Take each line of the listing that has the string "none" and report it.

(Beginning of PROVIDED MATERIAL)

PR #3238, opened 2019-09-06
Fix Android mobile modal scroll

### LINKED ISSUE #3140: Can't scroll modal on Android

tomlinton:
Fixes #3140. Maybe the `touch-action: none` was there for a reason. Might drop this on dev to test it on iOS?


dapps/marketplace/src/components/MobileModal.js
```diff
@@ -231,7 +231,6 @@ require('react-styl')(`
       opacity: 1
       display: block
   .mobile-modal-light
-    touch-action: none
```
nick: @shahthepro can you remember why this was added? OK to merge?

shahthepro: @nick Not that I can remember. But last time this issue popped up, @tomlinton had [opened this PR](https://github.com/OriginProtocol/origin/pull/2539) and it did work on Android as well as on iOS (with some scroll issues). So I think some other change would have caused this again and not this line. I'm not sure though.

Issue #3237, opened 2019-09-06
VM Execution Error


micahalcorn:
On https://shoporigin.com/#/purchases/1-000-3118-8492700-1...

(End of PROVIDED MATERIAL)

> [ANSWER TO THE EXERCISE]
Fixes #3140. Maybe the `touch-action: none` was there for a reason. Might drop this on dev to test it on iOS?
-    touch-action: none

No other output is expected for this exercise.